Stored data:
● ● ● ● ● ● ●
PR #1671, opened 2018-09-23
Reshape with no permutation optimized out

shssf:
This optimization pass should remove case where no data changes needed in `Reshape` operation.
For example, `Shape{}` to `Shape{1}`

### DIFF
--- a/src/ngraph/pass/nop_elimination.cpp
+++ b/src/ngraph/pass/nop_elimination.cpp
@@ -24,6 +24,7 @@
 #include "ngraph/op/constant.hpp"
 #include "ngraph/op/convert.hpp"
 #include "ngraph/op/pad.hpp"
+#include "ngraph/op/reshape.hpp"
 #include "ngraph/op/slice.hpp"
 #include "ngraph/op/stop_gradient.hpp"
 #include "ngraph/op/sum.hpp"
@@ -101,6 +102,17 @@ HANDLER_DECL(eliminate_broadcast)
     return false;
 }
 
+HANDLER_DECL(eliminate_reshape)
+{
+    auto reshape = std::dynamic_pointer_cast<ngraph::op::Reshape>(node);
+    if (!reshape->get_is_transpose())
+    {
+        ngraph::replace_node(node, node->get_argument(0));
+        return true;
+    }
+    return false;
+}
+
 HANDLER_DECL(eliminate_stop_gradient)
 {
     ngraph::replace_node(node, node->get_argument(0));
@@ -113,6 +125,7 @@ static const std::unordered_map<std::type_index,
                {TI(ngraph::op::Sum), &eliminate_sum},
                {TI(ngraph::op::Convert), &eliminate_convert},
                {TI(ngraph::op::Slice), &eliminate_slice},
+               {TI(ngraph::op::Reshape), &eliminate_reshape},
                {TI(ngraph::op::StopGradient), &eliminate_stop_gradient},
                {TI(ngraph::op::BroadcastLike), &replace_broadcast_like},
                {TI(ngraph::op::Broadcast), &eliminate_broadcast}};


shssf:
I see strange things in test system on my machine.
If I ran all CPU tests by `./test/unit-test --gtest_filter=CPU.*` it goes well for some time. But from 50 or 60 tests it shows all other tests failed with:
```
[ RUN      ] CPU.pad_interior_exterior_2d
unknown file: Failure
C++ exception with description "function failed to compile" thrown in the test body.
[  FAILED  ] CPU.pad_interior_exterior_2d (112 ms)
[ RUN      ] CPU.pad_exterior_2d_0x0
unknown file: Failure
C++ exception with description "function failed to compile" thrown in the test body.
[  FAILED  ] CPU.pad_exterior_2d_0x0 (109 ms)
[ RUN      ] CPU.pad_exterior_2d_0x3
unknown file: Failure
C++ exception with description "function failed to compile" thrown in the test body.
[  FAILED  ] CPU.pad_exterior_2d_0x3 (122 ms)
[ RUN      ] CPU.pad_exterior_2d_3x0
^C
```
if execute particular test from failed tests set:
```
shalnov@nnwsshalnov11:/home/work/nGraph/0.build_gpu$ ./test/unit-test --gtest_filter=CPU.pad_exterior_2d_0x3
Note: Google Test filter = CPU.pad_exterior_2d_0x3
[==========] Running 1 test from 1 test case.
[----------] 1 test from CPU
[ RUN      ] CPU.pad_exterior_2d_0x3
[       OK ] CPU.pad_exterior_2d_0x3 (1905 ms)
[----------] 1 test from CPU (1905 ms total)

[==========] 1 test from 1 test case ran. (1905 ms total)
[  PASSED  ] 1 test.
```

aprocter:
I don't think this will work in its current form.

Consider something like this (apologies for pseudocode):

```
p0 is a parameter of shape [16]
p1 is a parameter of shape [4,2]
t0 := non_transposing_reshape(p0,new_shape=[4,4])
t1 := concat([t0,p1],axis=1)
```

If we eliminate the non-transposing reshape here, `t1` is now trying to concatenate `p0` and `p1` together on axis 1, which doesn't make sense. There's nothing stopping a backend from aliasing p0 and t0's storage here, but even then we still need to keep track of the shape info somehow.

shssf:
@Krovatkin Yes, I changed this PR and now only `Reshape` with the same Shapes eliminated. It is also helps at least in ResNet50 to avoid such operations. Maybe it is a next step to eliminate situation where scalar(`Shape{}`) reshaped to `Shape{1}` because in this case we lost information about Shape changing.

aprocter:
LGTM with that change.

Krovatkin:
@shssf I wonder if we could use this one to optimize this special case? : https://github.com/NervanaSystems/ngraph/blob/master/src/ngraph/pass/reshape_elimination.cpp#L40

shssf:
@Krovatkin Hm... I didn't find it in any backend as optimization pass. Perhaps I missed it by this reason. Need time to understand impact of this pass to the models we use. I saw cases where "optimization" brings worse performance in inference mode.

Krovatkin:
@shssf Heh, I do think you missed it exactly for the reason you mentioned: this pass *isn't* being used by any of our backends.  However, it's invoked explicitly by MXNet. We haven't noticed any perf regression due to this pass so far, so, hopefully, it will work for your case, as well. Also, I could add more switches so you could run any one particular transformation you need from this pass (similar to https://github.com/NervanaSystems/ngraph/blob/master/src/ngraph/pass/constant_folding.hpp#L49)

shssf:
@Krovatkin Sorry but I see some misunderstanding. This PR add small optimization for all backend because I added this into common pass that used in other backends. I didn't implement some special case optimization for INTELGPU backend.
Thank you for pointing me an optimization I could use for INTELGPU. I will try, and perhaps use it, for the backend.
Thank you very much again.

Krovatkin:
@shssf I think we should make all backends run `ReshapeElimination`. I don't see any immediate downsides to it. It's a very low overhead. CPU and GPU have other optimizations that subsume **some** (but not all) transformations `RE` does, so `RE` is still somewhat relevant. The other option would be to fold `RE` into `NopElimination`. That way we might get nice cascading effects from interactions of several transformations.

shssf:
@Krovatkin Yes, I completely agree. I'm also see that optimizations of the Function needs to be redeveloped in nGraph. It should be splitted, at least, on "common" (which should run in common place) and "backend specific". Also, quality of the optimizations might be improved. But all these things is another story.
● ● ● ● ● ● ●
- **ACTIVITY**:
What you should do is return the records above exactly, leaving nothing out.

- **TASK ANSWER**:
PR #1671, opened 2018-09-23
Reshape with no permutation optimized out

shssf:
This optimization pass should remove case where no data changes needed in `Reshape` operation.
For example, `Shape{}` to `Shape{1}`

### DIFF
--- a/src/ngraph/pass/nop_elimination.cpp
+++ b/src/ngraph/pass/nop_elimination.cpp
@@ -24,6 +24,7 @@
 #include "ngraph/op/constant.hpp"
 #include "ngraph/op/convert.hpp"
 #include "ngraph/op/pad.hpp"
+#include "ngraph/op/reshape.hpp"
 #include "ngraph/op/slice.hpp"
 #include "ngraph/op/stop_gradient.hpp"
 #include "ngraph/op/sum.hpp"
@@ -101,6 +102,17 @@ HANDLER_DECL(eliminate_broadcast)
     return false;
 }
 
+HANDLER_DECL(eliminate_reshape)
+{
+    auto reshape = std::dynamic_pointer_cast<ngraph::op::Reshape>(node);
+    if (!reshape->get_is_transpose())
+    {
+        ngraph::replace_node(node, node->get_argument(0));
+        return true;
+    }
+    return false;
+}
+
 HANDLER_DECL(eliminate_stop_gradient)
 {
     ngraph::replace_node(node, node->get_argument(0));
@@ -113,6 +125,7 @@ static const std::unordered_map<std::type_index,
                {TI(ngraph::op::Sum), &eliminate_sum},
                {TI(ngraph::op::Convert), &eliminate_convert},
                {TI(ngraph::op::Slice), &eliminate_slice},
+               {TI(ngraph::op::Reshape), &eliminate_reshape},
                {TI(ngraph::op::StopGradient), &eliminate_stop_gradient},
                {TI(ngraph::op::BroadcastLike), &replace_broadcast_like},
                {TI(ngraph::op::Broadcast), &eliminate_broadcast}};


shssf:
I see strange things in test system on my machine.
If I ran all CPU tests by `./test/unit-test --gtest_filter=CPU.*` it goes well for some time. But from 50 or 60 tests it shows all other tests failed with:
```
[ RUN      ] CPU.pad_interior_exterior_2d
unknown file: Failure
C++ exception with description "function failed to compile" thrown in the test body.
[  FAILED  ] CPU.pad_interior_exterior_2d (112 ms)
[ RUN      ] CPU.pad_exterior_2d_0x0
unknown file: Failure
C++ exception with description "function failed to compile" thrown in the test body.
[  FAILED  ] CPU.pad_exterior_2d_0x0 (109 ms)
[ RUN      ] CPU.pad_exterior_2d_0x3
unknown file: Failure
C++ exception with description "function failed to compile" thrown in the test body.
[  FAILED  ] CPU.pad_exterior_2d_0x3 (122 ms)
[ RUN      ] CPU.pad_exterior_2d_3x0
^C
```
if execute particular test from failed tests set:
```
shalnov@nnwsshalnov11:/home/work/nGraph/0.build_gpu$ ./test/unit-test --gtest_filter=CPU.pad_exterior_2d_0x3
Note: Google Test filter = CPU.pad_exterior_2d_0x3
[==========] Running 1 test from 1 test case.
[----------] 1 test from CPU
[ RUN      ] CPU.pad_exterior_2d_0x3
[       OK ] CPU.pad_exterior_2d_0x3 (1905 ms)
[----------] 1 test from CPU (1905 ms total)

[==========] 1 test from 1 test case ran. (1905 ms total)
[  PASSED  ] 1 test.
```

aprocter:
I don't think this will work in its current form.

Consider something like this (apologies for pseudocode):

```
p0 is a parameter of shape [16]
p1 is a parameter of shape [4,2]
t0 := non_transposing_reshape(p0,new_shape=[4,4])
t1 := concat([t0,p1],axis=1)
```

If we eliminate the non-transposing reshape here, `t1` is now trying to concatenate `p0` and `p1` together on axis 1, which doesn't make sense. There's nothing stopping a backend from aliasing p0 and t0's storage here, but even then we still need to keep track of the shape info somehow.

shssf:
@Krovatkin Yes, I changed this PR and now only `Reshape` with the same Shapes eliminated. It is also helps at least in ResNet50 to avoid such operations. Maybe it is a next step to eliminate situation where scalar(`Shape{}`) reshaped to `Shape{1}` because in this case we lost information about Shape changing.

aprocter:
LGTM with that change.

Krovatkin:
@shssf I wonder if we could use this one to optimize this special case? : https://github.com/NervanaSystems/ngraph/blob/master/src/ngraph/pass/reshape_elimination.cpp#L40

shssf:
@Krovatkin Hm... I didn't find it in any backend as optimization pass. Perhaps I missed it by this reason. Need time to understand impact of this pass to the models we use. I saw cases where "optimization" brings worse performance in inference mode.

Krovatkin:
@shssf Heh, I do think you missed it exactly for the reason you mentioned: this pass *isn't* being used by any of our backends.  However, it's invoked explicitly by MXNet. We haven't noticed any perf regression due to this pass so far, so, hopefully, it will work for your case, as well. Also, I could add more switches so you could run any one particular transformation you need from this pass (similar to https://github.com/NervanaSystems/ngraph/blob/master/src/ngraph/pass/constant_folding.hpp#L49)

shssf:
@Krovatkin Sorry but I see some misunderstanding. This PR add small optimization for all backend because I added this into common pass that used in other backends. I didn't implement some special case optimization for INTELGPU backend.
Thank you for pointing me an optimization I could use for INTELGPU. I will try, and perhaps use it, for the backend.
Thank you very much again.

Krovatkin:
@shssf I think we should make all backends run `ReshapeElimination`. I don't see any immediate downsides to it. It's a very low overhead. CPU and GPU have other optimizations that subsume **some** (but not all) transformations `RE` does, so `RE` is still somewhat relevant. The other option would be to fold `RE` into `NopElimination`. That way we might get nice cascading effects from interactions of several transformations.

shssf:
@Krovatkin Yes, I completely agree. I'm also see that optimizations of the Function needs to be redeveloped in nGraph. It should be splitted, at least, on "common" (which should run in common place) and "backend specific". Also, quality of the optimizations might be improved. But all these things is another story.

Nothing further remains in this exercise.